═══ EXERCISE INPUT ═══

Issue #795, opened 2019-11-05
Signal alias for value of frequency control setting


dianarg:
Reading "MSR::PERF_CTL:FREQ" to get the actual controlled frequency setting is a common enough use case that it makes sense to have an alias.

PR #1089, opened 2020-05-01
Update FrequencyMapAgent and tests to match documentation

### LINKED ISSUE #1009: Frequency map may choose wrong frequency based on hint

### LINKED ISSUE #1052: Update Frequency Map agent to follow new man page requirements
> estimate 5

Parent story #1046

Done criteria:
- Implement features described in #1049 
- Make sure that test #1051 passes for the FrequencyMapAgent
- Add unit tests

dianarg:
- Uncore can not be set to fixed frequency through the policy.
- NAN is not allowed for mapped regions.
- Removed consideration of hints.
- Fixed up integration test.
- Resolves #1052.
- Fixes #1009.

Change-Id: Ia09fe225d939cce5c3ae6c9ccf42d6e2b96dac2c
Signed-off-by: Diana Guttman <diana.r.guttman@intel.com>

### DIFF
--- a/ronn/geopm_agent_frequency_map.7.ronn
+++ b/ronn/geopm_agent_frequency_map.7.ronn
@@ -73,7 +73,9 @@ name (see **geopm(7)**).  This name can also be passed to the
                   specified with a CPU frequency that is allowed by
                   the system.  Failure to provide this parameter,
                   setting it to an out of range value or specifying
-                  NAN will result in a runtime error.
+                  NAN will result in a runtime error, unless the policy
+                  is all NAN, in which case the agent will not exert
+                  any control.
 
   `FREQ_UNCORE`: The operating frequency for the uncore clock in units
                  of Hz.  If specified the uncore clock will operate
@@ -124,10 +126,8 @@ raised.
 
 
 ## REPORT EXTENSIONS
-The assigned frequency for each region is added to each region
-including those that were not in the policy map (which will show the
-policy default CPU frequency).
-
+The assigned frequency is added to each region's section of the report
+if that region was explicitly assigned a frequency in the policy map.
 
 ## CONTROL LOOP RATE
 The agent gates the control loop to sample the region hash and control
--- a/ronn/geopm_agent_frequency_map.7.ronn
+++ b/ronn/geopm_agent_frequency_map.7.ronn
@@ -73,9 +73,7 @@ name (see **geopm(7)**).  This name can also be passed to the
                   specified with a CPU frequency that is allowed by
                   the system.  Failure to provide this parameter,
                   setting it to an out of range value or specifying
-                  NAN will result in a runtime error, unless the policy
-                  is all NAN, in which case the agent will not exert
-                  any control.
+                  NAN will result in a runtime error.
 
   `FREQ_UNCORE`: The operating frequency for the uncore clock in units
                  of Hz.  If specified the uncore clock will operate
--- a/src/FrequencyMapAgent.cpp
+++ b/src/FrequencyMapAgent.cpp
@@ -37,6 +37,7 @@
 #include <iomanip>
 #include <iostream>
 #include <utility>
+#include <algorithm>
 
 #include "contrib/json11/json11.hpp"
 
@@ -49,60 +50,40 @@
 #include "FrequencyGovernor.hpp"
 #include "Helper.hpp"
 #include "Exception.hpp"
+#include "geopm_debug.hpp"
 #include "config.h"
 
 using json11::Json;
 
 namespace geopm
 {
-    static std::map<uint64_t, double> parse_env_map(void)
-    {
-        std::map<uint64_t, double> frequency_map;
-        std::string env_map_str = environment().frequency_map();
-        if (env_map_str.length()) {
-            std::cerr << "Warning: <geopm> Use of the GEOPM_FREQUENCY_MAP "
-                         "environment variable is deprecated. Frequency maps "
-                         "will only be set via "
-                      << FrequencyMapAgent::plugin_name()
-                      << " agent policies in the future.\n";
-            std::string err;
-            Json root = Json::parse(env_map_str, err);
-            if (!err.empty() || !root.is_object()) {
-                throw Exception("FrequencyMapAgent::" + std::string(__func__) + "(): detected a malformed json config file: " + err,
-                                GEOPM_ERROR_FILE_PARSE, __FILE__, __LINE__);
-            }
-            for (const auto &obj : root.object_items()) {
-                if (obj.second.type() != Json::NUMBER) {
-                    throw Exception("FrequencyMapAgent::" + std::string(__func__) +
-                                    ": Region best-fit frequency must be a number",
-                                    GEOPM_ERROR_FILE_PARSE, __FILE__, __LINE__);
-                }
-                uint64_t hash = geopm_crc32_str(obj.first.c_str());
-                frequency_map[hash] = obj.second.number_value();
-            }
-        }
-        return frequency_map;
-    }
-
     FrequencyMapAgent::FrequencyMapAgent()
-        : FrequencyMapAgent(platform_io(), platform_topo(), FrequencyGovernor::make_shared(), parse_env_map())
+        : FrequencyMapAgent(platform_io(), platform_topo())
     {
 
     }
 
-    FrequencyMapAgent::FrequencyMapAgent(PlatformIO &plat_io, const PlatformTopo &topo,
-                                         std::shared_ptr<FrequencyGovernor> gov, std::map<uint64_t, double> frequency_map)
+    FrequencyMapAgent::FrequencyMapAgent(PlatformIO &plat_io, const PlatformTopo &topo)
         : M_PRECISION(16)
         , M_WAIT_SEC(0.002)
         , m_platform_io(plat_io)
         , m_platform_topo(topo)
-        , m_freq_governor(gov)
-        , m_hash_freq_map(frequency_map)
-        , m_last_wait(GEOPM_TIME_REF)
-        , m_level(-1)
+        , m_wait_time(GEOPM_TIME_REF)
+        , m_uncore_min_ctl_idx(-1)
+        , m_uncore_max_ctl_idx(-1)
+        , m_last_uncore_freq(NAN)
         , m_num_children(0)
         , m_is_policy_updated(false)
-        , m_is_initialized_with_map(!frequency_map.empty())
+        , m_do_write_batch(false)
+        , m_is_adjust_initialized(false)
+        , m_freq_ctl_domain_type(GEOPM_DOMAIN_INVALID)
+        , m_num_freq_ctl_domain(0)
+        , m_core_freq_min(NAN)
+        , m_core_freq_max(NAN)
+        , m_uncore_init_min(NAN)
+        , m_uncore_init_max(NAN)
+        , m_default_freq(NAN)
+        , m_uncore_freq(NAN)
     {
 
     }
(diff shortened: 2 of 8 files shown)


ronn/geopm_agent_frequency_map.7.ronn
```diff
@@ -73,7 +73,9 @@ name (see **geopm(7)**).  This name can also be passed to the
                   specified with a CPU frequency that is allowed by
                   the system.  Failure to provide this parameter,
                   setting it to an out of range value or specifying
-                  NAN will result in a runtime error.
+                  NAN will result in a runtime error, unless the policy
+                  is all NAN, in which case the agent will not exert
+                  any control.
```
bgeltz: Why allow an all NAN policy?  Why have this agent not exert control?  We have the monitor for this use case.

ronn/geopm_agent_frequency_map.7.ronn
```diff
@@ -124,10 +126,8 @@ raised.
 
 
 ## REPORT EXTENSIONS
-The assigned frequency for each region is added to each region
-including those that were not in the policy map (which will show the
-policy default CPU frequency).
-
+The assigned frequency is added to each region's section of the report
+if that region was explicitly assigned a frequency in the policy map.
```
bgeltz, line 128: Why remove the feature of having frequencies for all regions show up in the report, including those not in the policy map?

src/FrequencyMapAgent.cpp
```diff
@@ -169,36 +167,52 @@ namespace geopm
...
+            m_is_policy_updated = false;
+            return;
+        }
 
+        std::map<uint64_t, double> old_freq_map = m_hash_freq_map;
+        m_hash_freq_map.clear();
         for (auto it = policy.begin() + M_POLICY_FIRST_HASH;
-             it != policy.end() && std::next(it) != policy.end(); std::advance(it, 2)) {
+             it != policy.end() && std::next(it) != policy.end();
+             std::advance(it, 2)) {
```
bgeltz, line 195: Why?

Also, it looks like there's a dangling curly brace at EOL.

src/FrequencyMapAgent.cpp
```diff
@@ -169,36 +167,52 @@ namespace geopm
...
-                        }
-                    }
-                }
+
+                // Not valid to have NAN freq for hash.
+                // This is a logic error because it is checked by
+                // validate policy, which the controller should
+                // call before this function.
+                GEOPM_DEBUG_ASSERT(!std::isnan(freq),
+                                   "mapped region with no frequency assigned.");
```
bgeltz, line 205: Shouldn't it be impossible to hit this assert?

src/FrequencyMapAgent.cpp
```diff
@@ -169,36 +167,52 @@ namespace geopm
...
+                m_hash_freq_map[hash] = freq;
             }
         }
+        m_is_policy_updated = false;
+        // check if policy changed
+        if (m_default_freq != policy[M_POLICY_FREQ_DEFAULT]) {
+            m_is_policy_updated = true;
+            m_default_freq = policy[M_POLICY_FREQ_DEFAULT];
+        }
+        if (m_hash_freq_map != old_freq_map) {
```
bgeltz, line 215: I'm surprised this works.

src/FrequencyMapAgent.cpp
```diff
@@ -242,71 +256,83 @@ namespace geopm
     void FrequencyMapAgent::adjust_platform(const std::vector<double> &in_policy)
     {
         update_policy(in_policy);
+
+        m_do_write_batch = false;
+
+        if (!m_is_adjust_initialized) {
+            // adjust all controls once in case not applied by policy
+            for (size_t ctl_idx = 0; ctl_idx < (size_t) m_num_freq_ctl_domain; ++ctl_idx) {
+                // @todo: this is bad; agent should be able to use aliases
```
bgeltz, line 272: Is there a bug open?

test_integration/test_frequency_hint_usage.py
```diff
@@ -50,10 +50,11 @@
 import geopmpy.error
 
 from test_integration import util
+from test_integration import geopm_test_launcher
```
bgeltz, line 53: Why?

If this is wrong, it's wrong in the template too.

test_integration/test_frequency_hint_usage.py
```diff
@@ -98,13 +99,13 @@ def setUpClass(cls):
 
         cls._fmap_report_path = 'test_{}_fmap.report'.format(test_name)
         cls._fmap_trace_path = 'test_{}_fmap.trace'.format(test_name)
-        cls._fmap_agent_conf_path = test_name + '-fmap-agent-config.json'
+        cls._fmap_agent_conf_path = 'test_' + test_name + '-fmap-agent-config.json'
```
bgeltz, line 102: Wrong in the template too.

test_integration/test_frequency_hint_usage.py
```diff
@@ -98,13 +99,13 @@ def setUpClass(cls):
...
 
         cls._ee_report_path = 'test_{}_ee.report'.format(test_name)
         cls._ee_trace_path = 'test_{}_ee.trace'.format(test_name)
-        cls._ee_agent_conf_path = test_name + '-ee-agent-config.json'
+        cls._ee_agent_conf_path = 'test_' + test_name + '-ee-agent-config.json'
 
-        geopmpy.error.exc_clear() # Clear out exception record for python 2 support
+        geopmpy.error.exc_clear()  # Clear out exception record for python 2 support
```
bgeltz, line 108: Why the space?

test_integration/test_frequency_hint_usage.py
```diff
@@ -138,7 +139,7 @@ def setUpClass(cls):
                                                         time_limit=time_limit)
             launcher.set_num_node(num_node)
             launcher.set_num_rank(num_rank)
-            launcher.run(test_name)
+            launcher.run('test_' + test_name)
```
bgeltz, line 142: Wrong in the template too.

test_integration/test_frequency_hint_usage.py
```diff
@@ -207,12 +206,13 @@ def test_frequency_sane_ee(self):
 
         # EE agent should assign not the minimum frequency for regions
         # with the COMPUTE hint.
-        self.assertNotEqual(self._freq_min, assigned_freq, msg='Expected assigned frequency to not be the min from policy since this region has the COMPUTE hint. ({} == {}).'.format(self._freq_min, assigned_freq))
-        util.assertNotNear(self, self._freq_min, achieved_freq, msg='Expected achieved frequency to NOT be near min from policy. ({} ~= {})'.format(self._freq_min, achieved_freq))
+        self.assertNotEqual(self._freq_min, assigned_freq,
+                            msg='Expected assigned frequency to not be the min from policy since this region has the COMPUTE hint. ({} == {}).'.format(self._freq_min, assigned_freq))
+        util.assertNotNear(self, self._freq_min, achieved_freq,
+                           msg='Expected achieved frequency to NOT be near min from policy. ({} ~= {})'.format(self._freq_min, achieved_freq))
```
bgeltz, line 215: I don't see anything changed here besides putting msg on it's own line.

test_integration/test_frequency_hint_usage.py
```diff
@@ -207,12 +206,13 @@ def test_frequency_sane_ee(self):
...
 
 
 if __name__ == '__main__':
     # Call do_launch to clear non-pyunit command line option
     util.do_launch()
     unittest.main()
```
bgeltz, line 221: This newline is vital. :P

I'm noticing a trend where patches I write introduce stuff like this, and patches that Chris does remove them...

bgeltz (changes requested):

ronn/geopm_agent_frequency_map.7.ronn
cmcantalupo: This issue is around the case where a non-root controller starts up and has not yet received a policy from it's parent.  In this case, we don't want the agent to do anything until a policy with values arrives.

src/FrequencyMapAgent.cpp
dianarg: This is just an extra newline.  The advance by two is because this part of the policy has pairs of hash + frequency.

src/FrequencyMapAgent.cpp
dianarg: Yes: #795

src/FrequencyMapAgent.cpp
dianarg: Yes if you are using the controller; since this is a public interface, you can still hit it through unit testing.

src/FrequencyMapAgent.cpp
dianarg: Me too!

ronn/geopm_agent_frequency_map.7.ronn
cmcantalupo: The problem is that the Agent interface is kind of not awesome.  The agent is not given a list of all regions to report on, it has to observe them in a sample to know about them.  For this reason, we will not be able to provide the keys for the map returned by the Agent::report_region() api:  https://github.com/geopm/geopm/blob/dev/src/Agent.hpp#L121 for short running regions. In at least the case of a short running region not in the policy map, the agent is unable to meet the requirement.  So if it isn't reliably there, I said why put there for the unmapped regions.

test_integration/test_frequency_hint_usage.py
dianarg: pretty sure this is a pep8 style guideline; my linter was complaining.

src/FrequencyMapAgent.cpp
cmcantalupo: Why advance two elements?  One is the hash one is the frequency.  Not sure about the dangling curly, it was there before the change.

src/FrequencyMapAgent.cpp
cmcantalupo: That is why it is a debug assert.

src/FrequencyMapAgent.cpp
cmcantalupo: ?

test_integration/test_frequency_hint_usage.py
cmcantalupo: The problem is that the test fixtures use the launcher in this test to get the min and max frequencies.  This is not generally going to be the case.

ronn/geopm_agent_frequency_map.7.ronn
bgeltz: If a NAN policy comes through the Endpoint, this is not an error.  We need to consider this use case.

Do we expect the policy writer to actually write an all NAN's policy?

If the agent gets a non-all-NAN's policy, from that point forward should the agent throw if it receives an all-NAN policy?

Change the agent to throw that it will not accept an all NANs policy after it has received a valid policy.  Eventually even the initial all-NAN policy should be an error (this should be a TODO in the source).  Remove the documentation that all-NANs is valid from the man page.

ronn/geopm_agent_frequency_map.7.ronn
bgeltz: Please make it so that if any region runs long enough to get the default frequency from the policy, that the default frequency shows up in the individual region's section in the report (not just up in the top policy section).

test_integration/test_frequency_hint_usage.py
bgeltz: Bug opened for this: #1090

bgeltz (changes requested):

bgeltz (approved):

═══

• _TO DO_
Take the entries above and copy them exactly from the first line through the line with "Update FrequencyMapAgent and"; leave out every line after it.

• _TASK RESPONSE_
Issue #795, opened 2019-11-05
Signal alias for value of frequency control setting


dianarg:
Reading "MSR::PERF_CTL:FREQ" to get the actual controlled frequency setting is a common enough use case that it makes sense to have an alias.

PR #1089, opened 2020-05-01
Update FrequencyMapAgent and tests to match documentation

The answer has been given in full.